_Required action:_
From the data that follows, report how many lines hold the string "seems", giving only the number.

Recorded data
******************************

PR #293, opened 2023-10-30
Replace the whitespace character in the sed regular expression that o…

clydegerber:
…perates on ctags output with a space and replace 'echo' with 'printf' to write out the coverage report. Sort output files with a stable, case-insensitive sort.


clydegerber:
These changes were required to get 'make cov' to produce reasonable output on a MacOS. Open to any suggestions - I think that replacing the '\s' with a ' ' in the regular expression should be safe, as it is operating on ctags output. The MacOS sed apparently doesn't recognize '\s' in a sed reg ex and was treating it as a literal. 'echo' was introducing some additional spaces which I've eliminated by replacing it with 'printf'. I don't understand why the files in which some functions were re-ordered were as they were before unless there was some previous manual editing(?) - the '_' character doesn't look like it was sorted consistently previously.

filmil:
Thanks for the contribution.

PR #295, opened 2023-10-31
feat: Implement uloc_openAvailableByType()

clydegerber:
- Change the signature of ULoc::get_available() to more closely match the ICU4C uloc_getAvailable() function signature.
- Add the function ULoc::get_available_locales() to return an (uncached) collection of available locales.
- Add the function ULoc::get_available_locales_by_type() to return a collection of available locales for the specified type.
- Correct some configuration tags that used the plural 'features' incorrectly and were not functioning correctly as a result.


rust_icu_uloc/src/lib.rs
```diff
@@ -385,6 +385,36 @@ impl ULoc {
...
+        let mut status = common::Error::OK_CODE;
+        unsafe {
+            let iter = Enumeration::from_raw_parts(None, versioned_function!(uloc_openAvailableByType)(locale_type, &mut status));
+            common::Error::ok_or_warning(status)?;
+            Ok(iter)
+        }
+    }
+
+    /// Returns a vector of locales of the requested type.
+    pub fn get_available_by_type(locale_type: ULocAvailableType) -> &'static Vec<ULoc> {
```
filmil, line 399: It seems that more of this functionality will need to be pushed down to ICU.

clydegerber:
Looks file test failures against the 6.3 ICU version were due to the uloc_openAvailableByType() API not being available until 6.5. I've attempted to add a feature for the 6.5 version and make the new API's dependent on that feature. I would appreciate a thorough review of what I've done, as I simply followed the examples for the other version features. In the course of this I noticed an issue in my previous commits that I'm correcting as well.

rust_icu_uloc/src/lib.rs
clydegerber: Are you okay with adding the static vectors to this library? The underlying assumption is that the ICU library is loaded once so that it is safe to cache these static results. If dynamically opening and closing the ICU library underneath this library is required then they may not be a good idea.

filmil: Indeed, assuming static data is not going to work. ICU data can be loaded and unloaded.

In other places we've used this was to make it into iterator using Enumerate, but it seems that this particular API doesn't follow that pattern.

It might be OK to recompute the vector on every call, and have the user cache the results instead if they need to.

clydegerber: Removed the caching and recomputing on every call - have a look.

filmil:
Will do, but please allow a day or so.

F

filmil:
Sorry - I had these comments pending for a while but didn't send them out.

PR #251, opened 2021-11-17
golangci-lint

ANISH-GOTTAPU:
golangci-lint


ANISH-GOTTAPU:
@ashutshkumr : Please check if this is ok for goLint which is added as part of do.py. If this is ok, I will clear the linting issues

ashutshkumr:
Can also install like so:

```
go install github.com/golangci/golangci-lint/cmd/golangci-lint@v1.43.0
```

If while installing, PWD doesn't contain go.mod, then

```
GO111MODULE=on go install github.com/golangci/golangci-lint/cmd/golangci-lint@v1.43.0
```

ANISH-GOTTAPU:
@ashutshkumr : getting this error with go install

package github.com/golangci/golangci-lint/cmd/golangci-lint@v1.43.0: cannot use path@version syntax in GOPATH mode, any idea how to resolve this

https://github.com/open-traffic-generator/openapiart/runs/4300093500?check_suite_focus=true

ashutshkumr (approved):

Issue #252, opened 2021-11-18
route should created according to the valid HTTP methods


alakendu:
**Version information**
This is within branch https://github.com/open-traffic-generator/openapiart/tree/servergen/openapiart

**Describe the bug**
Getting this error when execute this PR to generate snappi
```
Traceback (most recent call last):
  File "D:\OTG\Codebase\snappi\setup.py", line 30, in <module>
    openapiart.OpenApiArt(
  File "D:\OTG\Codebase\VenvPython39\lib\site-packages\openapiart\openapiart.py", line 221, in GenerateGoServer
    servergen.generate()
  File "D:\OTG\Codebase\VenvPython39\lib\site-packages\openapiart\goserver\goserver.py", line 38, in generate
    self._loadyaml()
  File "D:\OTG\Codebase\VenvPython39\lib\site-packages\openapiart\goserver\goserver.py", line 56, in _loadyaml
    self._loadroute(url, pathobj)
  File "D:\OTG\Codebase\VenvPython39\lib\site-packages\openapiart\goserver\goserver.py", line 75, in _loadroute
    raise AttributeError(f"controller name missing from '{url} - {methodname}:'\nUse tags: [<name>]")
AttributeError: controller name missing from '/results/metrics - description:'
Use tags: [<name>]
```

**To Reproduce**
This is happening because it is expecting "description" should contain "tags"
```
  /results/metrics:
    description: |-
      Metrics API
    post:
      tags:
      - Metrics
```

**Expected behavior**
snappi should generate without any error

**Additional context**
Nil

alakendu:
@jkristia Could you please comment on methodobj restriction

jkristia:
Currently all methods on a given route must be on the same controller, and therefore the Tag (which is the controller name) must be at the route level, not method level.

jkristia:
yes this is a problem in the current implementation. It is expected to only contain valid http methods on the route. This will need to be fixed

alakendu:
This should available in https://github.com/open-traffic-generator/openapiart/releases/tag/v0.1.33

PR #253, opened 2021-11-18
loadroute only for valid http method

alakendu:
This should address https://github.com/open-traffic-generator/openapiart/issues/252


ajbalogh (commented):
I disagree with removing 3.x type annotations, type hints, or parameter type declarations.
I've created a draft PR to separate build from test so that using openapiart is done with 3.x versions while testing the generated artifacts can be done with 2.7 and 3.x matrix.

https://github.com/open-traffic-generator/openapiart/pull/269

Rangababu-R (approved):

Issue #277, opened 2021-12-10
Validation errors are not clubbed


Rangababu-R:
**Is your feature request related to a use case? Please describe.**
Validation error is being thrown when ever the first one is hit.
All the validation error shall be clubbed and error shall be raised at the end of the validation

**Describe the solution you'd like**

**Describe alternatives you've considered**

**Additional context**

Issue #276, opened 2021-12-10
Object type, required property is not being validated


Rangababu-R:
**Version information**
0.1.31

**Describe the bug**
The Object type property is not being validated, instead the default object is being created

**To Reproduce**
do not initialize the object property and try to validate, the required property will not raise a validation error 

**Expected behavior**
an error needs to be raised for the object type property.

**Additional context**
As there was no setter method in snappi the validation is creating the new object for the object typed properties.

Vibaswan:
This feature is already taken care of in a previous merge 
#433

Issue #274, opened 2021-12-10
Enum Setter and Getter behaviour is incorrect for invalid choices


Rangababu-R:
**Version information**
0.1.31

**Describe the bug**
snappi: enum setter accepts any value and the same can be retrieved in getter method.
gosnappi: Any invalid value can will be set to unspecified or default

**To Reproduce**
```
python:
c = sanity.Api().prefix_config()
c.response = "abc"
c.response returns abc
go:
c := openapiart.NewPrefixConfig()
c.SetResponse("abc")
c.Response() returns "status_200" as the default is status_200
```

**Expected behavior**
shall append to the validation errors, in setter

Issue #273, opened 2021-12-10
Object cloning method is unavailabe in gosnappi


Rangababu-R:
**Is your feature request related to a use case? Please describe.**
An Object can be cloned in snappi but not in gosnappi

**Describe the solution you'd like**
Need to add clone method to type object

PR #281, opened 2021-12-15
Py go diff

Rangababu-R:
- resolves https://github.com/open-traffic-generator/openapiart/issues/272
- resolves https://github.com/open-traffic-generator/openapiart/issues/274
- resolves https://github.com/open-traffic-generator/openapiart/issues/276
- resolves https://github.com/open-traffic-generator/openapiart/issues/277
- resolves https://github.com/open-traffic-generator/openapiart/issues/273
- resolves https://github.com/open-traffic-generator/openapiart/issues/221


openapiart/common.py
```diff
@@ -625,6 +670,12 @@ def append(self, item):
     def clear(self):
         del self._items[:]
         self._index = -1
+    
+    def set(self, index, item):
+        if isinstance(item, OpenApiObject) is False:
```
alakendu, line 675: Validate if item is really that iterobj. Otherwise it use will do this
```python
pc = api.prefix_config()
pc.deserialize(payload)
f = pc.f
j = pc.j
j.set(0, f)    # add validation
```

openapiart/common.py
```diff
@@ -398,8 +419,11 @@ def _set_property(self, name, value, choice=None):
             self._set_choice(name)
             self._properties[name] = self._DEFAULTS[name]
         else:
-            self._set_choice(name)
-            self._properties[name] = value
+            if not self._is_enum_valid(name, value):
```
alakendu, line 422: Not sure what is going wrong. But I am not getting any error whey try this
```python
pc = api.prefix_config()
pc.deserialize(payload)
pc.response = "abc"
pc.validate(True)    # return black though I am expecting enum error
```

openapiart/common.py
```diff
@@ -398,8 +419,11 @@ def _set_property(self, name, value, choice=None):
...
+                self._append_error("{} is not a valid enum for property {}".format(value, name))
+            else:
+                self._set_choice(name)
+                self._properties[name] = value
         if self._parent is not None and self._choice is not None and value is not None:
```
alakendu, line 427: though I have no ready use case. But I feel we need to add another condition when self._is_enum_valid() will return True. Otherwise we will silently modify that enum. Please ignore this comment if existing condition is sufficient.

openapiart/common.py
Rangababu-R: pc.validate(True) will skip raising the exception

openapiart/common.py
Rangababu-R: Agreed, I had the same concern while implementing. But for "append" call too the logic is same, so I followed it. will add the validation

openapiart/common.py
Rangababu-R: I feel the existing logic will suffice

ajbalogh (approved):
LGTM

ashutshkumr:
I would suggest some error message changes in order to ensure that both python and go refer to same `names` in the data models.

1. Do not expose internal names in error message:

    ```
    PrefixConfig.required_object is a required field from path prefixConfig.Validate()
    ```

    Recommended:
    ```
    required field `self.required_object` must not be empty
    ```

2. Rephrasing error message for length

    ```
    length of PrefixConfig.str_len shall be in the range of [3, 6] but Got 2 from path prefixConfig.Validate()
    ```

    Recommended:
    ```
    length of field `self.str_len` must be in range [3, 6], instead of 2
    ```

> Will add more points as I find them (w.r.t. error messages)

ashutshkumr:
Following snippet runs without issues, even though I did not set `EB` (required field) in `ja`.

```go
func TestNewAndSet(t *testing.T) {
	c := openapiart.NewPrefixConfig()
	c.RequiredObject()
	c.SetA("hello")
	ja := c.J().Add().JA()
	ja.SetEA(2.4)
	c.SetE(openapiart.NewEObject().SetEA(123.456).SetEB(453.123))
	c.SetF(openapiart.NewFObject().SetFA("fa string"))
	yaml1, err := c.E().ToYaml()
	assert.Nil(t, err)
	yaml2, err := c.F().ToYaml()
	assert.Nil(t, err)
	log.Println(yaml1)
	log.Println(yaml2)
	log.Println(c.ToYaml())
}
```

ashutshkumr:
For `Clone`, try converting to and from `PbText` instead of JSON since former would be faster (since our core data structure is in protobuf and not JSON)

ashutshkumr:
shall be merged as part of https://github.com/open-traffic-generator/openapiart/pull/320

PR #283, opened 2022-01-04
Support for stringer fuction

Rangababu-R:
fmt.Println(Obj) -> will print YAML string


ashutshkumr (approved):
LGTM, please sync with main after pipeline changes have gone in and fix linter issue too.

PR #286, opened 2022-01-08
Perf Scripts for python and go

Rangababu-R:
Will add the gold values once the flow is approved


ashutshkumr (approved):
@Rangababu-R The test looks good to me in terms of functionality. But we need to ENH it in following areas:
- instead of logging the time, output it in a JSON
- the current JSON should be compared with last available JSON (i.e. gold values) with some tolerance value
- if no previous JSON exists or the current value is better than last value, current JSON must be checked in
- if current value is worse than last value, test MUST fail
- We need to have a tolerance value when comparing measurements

******************************

_Finished task:_
2